O que o brasileiro pensa?
29 de junho de 2020, 16h53

Oposição pede mudança de relator de cassação de Eduardo Bolsonaro após vídeo com presidente

A ação tem a ver com a defesa de um novo AI-5, feita pelo filho de Jair Bolsonaro em outubro do ano passado

Eduardo Bolsonaro estampando o rosto de um de seus ídolos (Arquivo)

PSOL, PT e PCdoB enviaram um ofício nesta segunda-feira (29) ao Conselho de Ética da Câmara dos Deputados pedindo a troca do parlamentar responsável pela relatoria do pedido de cassação do deputado federal Eduardo Bolsonaro (PSL-SP), que tramita desde 2019.

O deputado federal Igor Timo (Podemos-MG), até então designado como relator, apareceu em vídeo na semana passada ao lado do presidente Jair Jair Bolsonaro, pai de Eduardo, agradecendo ao ex-capitão por recursos enviados à Minas Gerais.

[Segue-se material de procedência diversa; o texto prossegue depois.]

PR #196, opened 2016-10-13
Refactor dotnet-watch to isolate project.json dependency

natemcmaster:
Changes:

- General code cleanup
- Remove interfaces when there isn't more than one implementation.
- Fixup code that mixes of thread blocking and task awaiting code.
- Decouple file watching for understanding of project model.

cc @moozzyk


src/Microsoft.DotNet.Watcher.Tools/DotNetWatcher.cs
```diff
@@ -1,176 +1,80 @@
...
-                {
-                    return;
-                }
+                        _logger.LogInformation("Waiting for a file to change before restarting dotnet...");
 
-                _logger.LogError($"Error(s) reading project file '{projectFile}': ");
-                _logger.LogError(errors);
-                _logger.LogInformation("Fix the error to continue.");
+                        // Now wait for a file to change before restarting process
+                        await Task.WhenAll(fileSetTask).ConfigureAwait(false);
```
moozzyk: There is just one task - can't you just do `await fileSetTask.ConfigureAwait(false)` ?

src/Microsoft.DotNet.Watcher.Tools/DotNetWatcher.cs
```diff
@@ -1,176 +1,80 @@
...
-                    int finishedTaskIndex = Task.WaitAny(tasksToWait, cancellationToken);
-
-                    // Regardless of the outcome, make sure everything is cancelled
+                    // Regardless of the which task finished first, make sure everything is cancelled
                     // and wait for dotnet to exit. We don't want orphan processes
                     currentRunCancellationSource.Cancel();
-                    Task.WaitAll(tasksToWait);
 
-                    cancellationToken.ThrowIfCancellationRequested();
+                    await Task.WhenAll(processTask, fileSetTask).ConfigureAwait(false);
```
moozzyk: If the user kills the process won't we block here until a file is changed as well?

src/Microsoft.DotNet.Watcher.Tools/DotNetWatcher.cs
moozzyk: ...and you probably would have to use `.Result` on the next line.

src/Microsoft.DotNet.Watcher.Tools/DotNetWatcher.cs
```diff
@@ -1,176 +1,80 @@
...
-                throw new ArgumentNullException(nameof(cancellationToken));
-            }
+            Ensure.NotNull(processSpec, nameof(processSpec));
+            Ensure.NotNull(cancellationToken, nameof(cancellationToken));
 
-            var dotnetArgumentsAsString = ArgumentEscaper.EscapeAndConcatenateArgArrayForProcessStart(dotnetArguments);
-
-            var workingDir = Path.GetDirectoryName(projectFile);
+            var cancelledTaskSource = new TaskCompletionSource<object>();
+            cancellationToken.Register(state => ((TaskCompletionSource<object>)state).TrySetResult(null), cancelledTaskSource);
```
moozzyk: Is there any specific reason you use the overload with `state` here?

src/Microsoft.DotNet.Watcher.Tools/Internal/ProcessRunner.cs
```diff
@@ -0,0 +1,94 @@
...
+
+            // because .NET Core doesn't have the Process.Disposed event and .Exited isn't always raised
+            while (!process.HasExited)
+            {
+                await Task.WhenAny(Task.Delay(500), tcs.Task).ConfigureAwait(false);
+            }
+
+            var exitCode = process.ExitCode;
+            process.Dispose();
+            process = null; // set null so cancellation token callback doesn't matter
```
moozzyk: Is this safe (threading)?

src/Microsoft.DotNet.Watcher.Tools/Internal/ProcessRunner.cs
```diff
@@ -0,0 +1,94 @@
...
+            EventHandler handler = (sender, args) =>
+            {
+                tcs.TrySetResult(null);
+            };
+
+            process.Exited += handler;
+            
+            cancellationToken.Register(() =>
+            {
+                process?.KillTree();
```
moozzyk: maybe check `process.HasExited`? `process?` seems reacey.

src/Microsoft.DotNet.Watcher.Tools/Internal/ProcessRunner.cs
```diff
@@ -0,0 +1,94 @@
...
+            return exitCode;
+        }
+
+        private Process CreateProcess(ProcessSpec processSpec)
+        {
+            var arguments = ArgumentEscaper.EscapeAndConcatenateArgArrayForProcessStart(processSpec.Arguments);
+
+            _logger.LogInformation("Running {execName} with the following arguments: {args}", processSpec.ShortDisplayName(), arguments);
+
+            var startInfo = new ProcessStartInfo()
```
moozzyk: nit: remove `()`

src/Microsoft.DotNet.Watcher.Tools/Internal/ProcessRunner.cs
```diff
@@ -0,0 +1,94 @@
...
+            {
+                FileName = processSpec.Executable,
+                Arguments = arguments,
+                UseShellExecute = false,
+                WorkingDirectory = processSpec.WorkingDirectory
+            };
+            var process = new Process()
```
moozzyk: ditto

Na nota, os partidos de oposição afirmam que a atitude de Timo “compromete a credibilidade do presente Conselho de Ética e Decoro Parlamentar da Câmara dos Deputados, tornando o seu parecer preliminar acerca do caso tratado em tela com conteúdo previsível e potencialmente viciado, visto a proximidade que o mesmo adquiriu perante o genitor do deputado federal representado”.

O processo relatado por Timo tem a ver com declaração feita pelo filho do presidente em outubro do ano passado sobre o AI-5. “Tudo é culpa do Bolsonaro. Se a esquerda radicalizar a esse ponto, a gente vai precisar ter uma resposta e uma resposta ela pode ser via um novo AI-5”, afirmou em entrevista à jornalista Leda Nagle, no YouTube.

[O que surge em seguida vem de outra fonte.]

Issue #142, opened 2016-07-21
Cannot specify a log level from the CLI


NotMyself:
I am attempting to write an interactive tutorial and want to use dotnet-watch. I would like to suppress the info messages printed out by the watch command so that only messages from my tutorial are displayed.

I have tried adding a logging.json file, but it doesn't seem to be respected. The log level in the Tools project appears to be [hard coded to info](https://github.com/aspnet/dotnet-watch/blob/dev/src/Microsoft.DotNet.Watcher.Tools/CommandOutputProvider.cs#L27). How can I override it?

victorhurdugaci:
Agree, it would be a nice feature. It's a bit tricky to implement because we need a way to pass arguments to `dotnet watch`. Today, it just passes everything to `dotnet`. We'll definitely investigate this

NotMyself:
It might be as simple as looking for a logging.json so it can be configured externally.

muratg:
Assigning to @victorhurdugaci for invesigation in 1.1.0.

victorhurdugaci:
Hey @glennc, what do you think about this one?

glennc:
hmmm. What are examples of the output that you want to suppress? Is it all output from watch?

I am thinking a switch passed to watch to stop it from logging anything. `-[q]uite`

victorhurdugaci:
Talked to @glennc offline. We'll make this configurable through and environment variable, just like we do for enabling the polling watcher.

NotMyself:
Here is an example from the [DotNetCoreKoans](https://github.com/NotMyself/DotNetCoreKoans) project. The project is a teaching tool where the student is instructed to open the project in a text editor and then run `dotnet watch run` in their console. The student then changes code in a set of unit tests learning about the C# language. The output of the application guides them  through each tutorial.

When running the application without the watcher, I have complete control over the output. With the watcher, it clutters up the output making it hard to follow. 

At a minimum it would be nice to have the watcher respect a config file or a flag to specify silent output.

![screen shot 2016-08-30 at 3 16 11 pm](https://cloud.githubusercontent.com/assets/73120/18109185/bae0c3da-6ec4-11e6-928b-bfc8e3af1a10.png)

muratg:
Would we be still displaying errors in "quiet" mode, and just be silent otherwise? Or completely silent?

victorhurdugaci:
[...]

PR #197, opened 2016-10-13
dotnet-watch: add --verbose and --quiet command line flags

natemcmaster:
Command line options are more intuitive than an environment variable. This adds two command line options as an alternate solution for https://github.com/aspnet/DotNetTools/issues/142

cc @glennc @moozzyk @muratg


src/Microsoft.DotNet.Watcher.Tools/CommandLineOptions.cs
```diff
@@ -44,8 +51,15 @@ public static CommandLineOptions Parse(string[] args, TextWriter consoleOutput)
...
 
+            if (optQuiet.HasValue() && optVerbose.HasValue())
+            {
+                consoleOutput.WriteLine("Found both --quiet and --verbose options. The --verbose flag will be ignored.".Bold().Black());
+            }
+
             return new CommandLineOptions
             {
+                IsQuiet = optQuiet.HasValue(),
+                IsVerbose = optVerbose.HasValue() && !optQuiet.HasValue(), // --quiet takes precedence
```
muratg: Should "verbose" override "quite"?  @glennc thoughts?

natemcmaster:
To clarify, this is an alternate **solution**, not an alternate configuration option. This PR would actually remove the environment variable for configuring log level.

src/Microsoft.DotNet.Watcher.Tools/Program.cs
```diff
@@ -88,6 +72,18 @@ public static int Main(string[] args)
                 return 2;
             }
 
+            var logLevel = options.IsQuiet
+                ? LogLevel.Warning
+                : options.IsVerbose
+                    ? LogLevel.Debug
+                    : LogLevel.Information;
+
+            var commandProvider = new CommandOutputProvider()
```
moozzyk: nit: remove `()`

src/Microsoft.DotNet.Watcher.Tools/Program.cs
```diff
@@ -29,22 +29,6 @@ public Program(TextWriter consoleOutput, CancellationToken cancellationToken)
 
             _cancellationToken = cancellationToken;
             _out = consoleOutput;
-
-            _loggerFactory = new LoggerFactory();
-
-            var logVar = Environment.GetEnvironmentVariable("DOTNET_WATCH_LOG_LEVEL");
```
moozzyk: I don't know why we used environment variable but removing it could break things (I am mostly concerned about some kind of tooling)

moozzyk: In that case I think it is fine to remove this.

moozzyk:
:ship::it:

src/Microsoft.DotNet.Watcher.Tools/CommandLineOptions.cs
glennc: Should it be an error case instead? You can't be noisy and quite at the same time so show an error saying what the problem is.

natemcmaster: Yeah, that's a better approach. Will update to that.

natemcmaster:
Question from an after thought: dotnet supports a "global verbose" flag, which we currently ignore. Should `dotnet --verbose watch` be considered equivalent to `dotnet watch --verbose`?

natemcmaster:
Furthermore, if `dotnet watch --verbose` is set, should watch set the global verbose flag?

i.e. `dotnet watch --verbose run` would launch the equivalent of `dotnet --verbose run`

PR #199, opened 2016-10-15
dotnet-user-secrets: add support for json output and piping json input

### LINKED ISSUE #168: Make tool more friendly in usage from other tooling.
_From @phenning on August 24, 2016 20:9_

For example, in order to display a grid, you would need to parse out the info: output from the results of dotnet user-secrets list. Ideally, this should just be a --json or similar switch which would just output the secrets as json.

Similarly, it would also be good to be able to pass in json via the set command, bonus if nested json could be passed in here and the tool would take care of flattening. 

_Copied from original issue: aspnet/UserSecrets#95_

natemcmaster:
Resolves #168.

This adds support for `dotnet user-secrets list --json` which will spit out JSON.
It also adds support for piping input to the "set" command, e.g. `cat secrets.json | dotnet user-secrets set`

cc @phenning @muratg @glennc @moozzyk

### DIFF
--- a/src/Microsoft.Extensions.SecretManager.Tools/Internal/SetCommand.cs
+++ b/src/Microsoft.Extensions.SecretManager.Tools/Internal/SetCommand.cs
@@ -1,12 +1,15 @@
 // Copyright (c) .NET Foundation. All rights reserved.
 // Licensed under the Apache License, Version 2.0. See License.txt in the project root for license information.
 
+using System.Diagnostics;
+using System.IO;
+using System.Text;
 using Microsoft.Extensions.CommandLineUtils;
 using Microsoft.Extensions.Logging;
 
 namespace Microsoft.Extensions.SecretManager.Tools.Internal
 {
-    internal class SetCommand : ICommand
+    public class SetCommand : ICommand
     {
         private readonly string _keyName;
         private readonly string _keyValue;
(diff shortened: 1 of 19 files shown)


natemcmaster:
Can someone review this?

src/Microsoft.Extensions.SecretManager.Tools/CommandContext.cs
```diff
@@ -0,0 +1,24 @@
+﻿// Copyright (c) .NET Foundation. All rights reserved.
+// Licensed under the Apache License, Version 2.0. See License.txt in the project root for license information.
+
+using Microsoft.Extensions.Logging;
+
+namespace Microsoft.Extensions.SecretManager.Tools.Internal
+{
+    internal class CommandContext
```
muratg: I'm OK keeping this internal, though the usual pattern I believe is to keep the classes public, and indicate that they're internal via the namespace.

src/Microsoft.Extensions.SecretManager.Tools/Internal/SetCommand.cs
```diff
@@ -11,41 +14,90 @@ internal class SetCommand : ICommand
         private readonly string _keyName;
         private readonly string _keyValue;
 
-        public static void Configure(CommandLineApplication command, CommandLineOptions options)
+        public static void Configure(ExtendedHelpCommandLineApplication command, CommandLineOptions options)
         {
             command.Description = "Sets the user secret to the specified value";
+            command.AdditionalHelpInfo = @"
+Additional Info:
+  This command will also handled piped input. Piped input is expected to be a valid JSON format.
```
muratg: nit: tpyo: handled -> handle

src/Microsoft.Extensions.SecretManager.Tools/README.md
```diff
@@ -0,0 +1,22 @@
+dotnet-user-secrets
```
muratg: 👍

PR #201, opened 2016-10-17
Upgrade to MSBuild 15.1.319-preview5 and fix broken tests.

natemcmaster:
cc @pranavkm  should unblock CI.
cc @prafullbhosale some of the tests you wrote needed changing.

### DIFF
--- a/test/Microsoft.Extensions.ProjectModel.Tests/project.json
+++ b/test/Microsoft.Extensions.ProjectModel.Tests/project.json
@@ -7,10 +7,11 @@
     }
   },
   "dependencies": {
-    "NuGet.Frameworks": "3.5.0-rc1-final",
+    "NuGet.ProjectModel": "3.6.0-*",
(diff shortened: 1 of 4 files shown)


test/Microsoft.Extensions.ProjectModel.Tests/project.json
```diff
@@ -7,10 +7,11 @@
     }
   },
   "dependencies": {
-    "NuGet.Frameworks": "3.5.0-rc1-final",
+    "NuGet.ProjectModel": "3.6.0-*",
```
natemcmaster: @prafullbhosale @NTaylorMullen just ran into the problem that @davkean predicted. Project evaluation is through MSBuild APIs is going to be really hard to do right because as soon as the SDK changes their references, our project evaluation fails.  We should try to get off using MSBuild API directly as soon as possible.

NTaylorMullen:
:shipit:

PR #213, opened 2016-11-02
Bundle deps.json files in tools packages

natemcmaster:
Attempt to future proof the packages against https://github.com/NuGet/Home/issues/3673


NTaylorMullen:
:shipit:

natemcmaster:
:watch: actually, from talking with @rrelyea we released we need the deps.json from dotnet-publish, not dotnet-build. Will update.

natemcmaster:
:up: 📅

PR #215, opened 2016-11-03
Lift tools versions to 1.1.0

natemcmaster:
Tools that require .NET Core 1.1 should version as 1.1.

cc @muratg @Eilon @shanselman


muratg:
:shipit: 

Could you also share versioning plan (the table you had) with  all the tool owners so that they also make the necessary versioning updates?

Issue #205, opened 2016-10-19
dotnet-watch: show example usages in help message


cesarbs:
Current message:

`Usage: dotnet watch [options] [[--] <arg>...]`

Should be

`Usage: dotnet watch COMMAND [options] [[--] <arg>...]`

Command being `run`, `test` i.e. a `dotnet` command.

natemcmaster:
*Technically, the current message is accurate, but I'm guessing you (and others) won't realize that `[[--] <arg>...]` means "put run/test/etc here". Probably could be helped by adding an example to the help message.

cesarbs:
I don't really get that from `[[--] <arg>...]`. That part of the usage message is saying "if you want to pass args to the command being watched, use `--` followed by the command's args.

natemcmaster:
The command goes after the (optional) `--` separator. Examples of correct usage:
`dotnet watch run arg1 arg2`
`dotnet watch -- run arg1 arg2`
`dotnet watch -- test -class A.B.Test`.

FWIW, it's matches what the CLI does:

![image](https://cloud.githubusercontent.com/assets/2696087/19569795/de6d32c0-96ab-11e6-9101-3f8379fd4f32.png)

But I think this is a good ask: the default help message isn't super obvious

cesarbs:
That's not what's documented here: https://github.com/aspnet/DotNetTools/tree/dev/src/Microsoft.DotNet.Watcher.Tools

natemcmaster:
I don't see the difference. Let's talk in person.

muratg:
Looks like this was done. Good to close?

natemcmaster:
No, it's not done yet.

PR #218, opened 2016-11-03
dotnet-watch: add extended help to clarify usage

natemcmaster:
Resolves https://github.com/aspnet/DotNetTools/issues/205

cc @cesarbs

### DIFF
--- a/src/Microsoft.DotNet.Watcher.Tools/CommandLineOptions.cs
+++ b/src/Microsoft.DotNet.Watcher.Tools/CommandLineOptions.cs
@@ -29,9 +29,17 @@ namespace Microsoft.DotNet.Watcher
                 AllowArgumentSeparator = true,
                 ExtendedHelpText = @"
 Remarks:
-  The argument separator '--' can be used to ensure separation of the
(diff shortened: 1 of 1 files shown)


src/Microsoft.DotNet.Watcher.Tools/CommandLineOptions.cs
```diff
@@ -26,7 +26,17 @@ public static CommandLineOptions Parse(string[] args, TextWriter stdout, TextWri
...
+                AllowArgumentSeparator = true,
+                ExtendedHelpText = @"
+Remarks:
+  The argument separator '--' can be used to ensure separation of the
+  arguments for 'dotnet-watch' and those passed into the subprocess.
+  For example: dotnet watch --quiet -- test -class TestClass1
+
+Examples:
+  dotnet watch run
+  dotnet watch test
```
cesarbs: I think this is a little confusing in that in the first example it says `-- test`, but here it's just `test`. How could you make it clearer that both work the same way?

natemcmaster:
:up: :date:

O Ato Institucional de número 5, instaurado em dezembro de 1968 pela ditadura, que resultou na perda de mandatos de parlamentares e ministros do STF, intervenções em estado, municípios e organizações civis, além da suspensão de garantias constitucionais que resultaram na institucionalização da tortura pelo Estado.

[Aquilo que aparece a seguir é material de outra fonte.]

PR #3, opened 2019-05-21
code refactor

yashnalla:
Changed Readme
Pulled Utility functions to own module


akamai/update_api.py
```diff
@@ -145,30 +125,28 @@ def activateVersion(version_number, env="STAGING"):
...
 
-def akamaiGet(url):
-    return s.get(urljoin(baseurl, url)).content
-
-def akamaiPost(url, body):
-    return s.post(urljoin(baseurl, url), json=body).content
 
-def akamaiPut(url, body):
-    return s.put(urljoin(baseurl, url), json=body).content
+def main():
```
kruai: Having the script in a `main` method makes the code look so much cleaner :smile:

akamai/update_api.py
```diff
@@ -145,30 +125,28 @@ def activateVersion(version_number, env="STAGING"):
...
-    return s.get(urljoin(baseurl, url)).content
-
-def akamaiPost(url, body):
-    return s.post(urljoin(baseurl, url), json=body).content
 
-def akamaiPut(url, body):
-    return s.put(urljoin(baseurl, url), json=body).content
+def main():    
+    # Set up connectivity
+    s = requests.Session()
```
kruai: Ah, now I see where `s` went... it does make things cleaner to have it in the `main` method, but I made it global before since I was using it in a static fashion. Changing the structure in this way means that you'd have to pass `s` as an argument all the way down to the function where it's actually used.

Personally, I think I prefer it as a global static variable.

yashnalla: Sure. I just realized that I never tested this after I shifted S to the main function. It was the very last thing I did but probably should've paid more attention

PR #4, opened 2019-05-23
Automatic Akamai config

kruai:
Automatically generates an Akamai config based on the source of truth `main.yml`.


kruai:
Don't worry about the number of commits - there was a period where I had to experiment extensively with Jenkins :stuck_out_tongue:

main.yml
```diff
@@ -46,6 +47,11 @@ insights:
   deployment_repo: https://github.com/RedHatInsights/insights-advisor-frontend-build
   frontend_paths:
   - /insights
+  frontend_exclude:
```
iphands: Why do we need this?
I noticed you adding this to the manual configs, but I dont think its really necessary.
Shouldnt the "last match wins" in Akamai prevent the need for this?

kruai: It's "last match wins", but multiple matches can occur, which has caused us issues before. That's why we changed our rules for insights to match `/insights/*` but exclude `/insights/inventory/*`, `/insights/remediations/*`, etc.
We originally decided to do it this way in order to be extra explicit with our app rules; we might be able to avoid using exclusions by forcing the rules to be created in a certain order, though it would be less explicit.

kruai: Come to think of it, I might be able to generate these exclusions just based on the paths of the other apps in the YAML. If you want, I can take a stab at that once I'm done with my other work today.

iphands:
> Come to think of it, I might be able to generate these exclusions just based on the paths of the other apps in the YAML. If you want, I can take a stab at that once I'm done with my other work today.

Oh man that sounds awesome.
In spandex we dealt with order buy sorting via string length...

I feel like if we sort of be a string length then lay out the rules in that order we might be fine.

But test it all via the smoke tester

kruai:
UNLIMITED POWERRRRR. It now dynamically creates rule trees based on the data in `data/environments.yml`, and determines the frontend paths it should exclude based on the paths of the other apps within the configuration :smile:

PR #5, opened 2019-06-03
Enhancements/chrome nav

kruai:
I changed `main.yml` into a list, and provided detail that I'm using to generate the navigation in Chrome. I tidied it up some, but I would love to clean it up more if possible.

### DIFF
--- a/akamai/update_api.py
+++ b/akamai/update_api.py
@@ -150,7 +150,7 @@ def generateExclusions(frontend_path, config):
     return exclusions
 
 def generateConfigForBranch(branch):
-    config = util.getYMLFromUrl("https://raw.githubusercontent.com/RedHatInsights/cloud-services-config/enhancements/chrome-nav/main.yml".format(branch))
+    config = util.getYMLFromUrl("https://raw.githubusercontent.com/RedHatInsights/cloud-services-config/{}/main.yml".format(branch))
     # For every app in config, check all other apps to see if they have a frontend_path that contains its frontend_paths.
     for key in (x for x in config.keys() if "frontend" in config[x] and "paths" in config[x]["frontend"]):
         exclusions = []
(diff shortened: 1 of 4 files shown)


akamai/update_api.py
```diff
@@ -142,20 +143,20 @@ def activateVersion(version_number, env="STAGING"):
 
 def generateExclusions(frontend_path, config):
     exclusions = []
-    for app in (x for x in config if "frontend_paths" in config[x] and frontend_path not in config[x]["frontend_paths"]):
-        for path in config[app]["frontend_paths"]:
+    for key in (x for x in config.keys() if "frontend" in config[x] and "paths" in config[x]["frontend"] and frontend_path not in config[x]["frontend"]["paths"]):
```
kruai: I want to use `for key, app in ()` but I'm not sure how to do that with the filtering I'm doing in the generator expression. Anyone know how to do that? I think it would look cleaner.

iphands: I would consider pulling the python https://pypi.org/project/pylodash/ dep

main.yml
```diff
@@ -1,98 +1,277 @@
...
+      - id: drift
+      - id: inventory
+      - id: remediations
+  top_level: true
+
+settings-hybrid:
+  name: Settings
+  frontend:
+    sub_apps:
+      - id: catalog-sources
```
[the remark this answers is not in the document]
kruai: Most likely!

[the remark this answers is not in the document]
kruai: Answer: no, it's not different. Seems like we want different titles in different places, though. I'll make an update

akamai/update_api.py
kruai: I did pull it in for a while to see if it would help. I couldn't find a way to use these functions to alleviate the issue, though. If you have an idea, can you please let me know?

A fala gerou grande repercussão na época e fez até Jair Bolsonaro contrariar o filho.

A líder da bancada do PSOL, Fernanda Melchionna, defendeu a continuidade do processo, parado no Conselho de Ética. “Eduardo Bolsonaro ameaçou o povo brasileiro com o ato mais violento e sombrio da ditadura: o AI-5. A publicação de vídeos elogiosos e que mostram proximidade política e pessoal demonstram que não há a imparcialidade necessária ao relator Igor”, afirmou.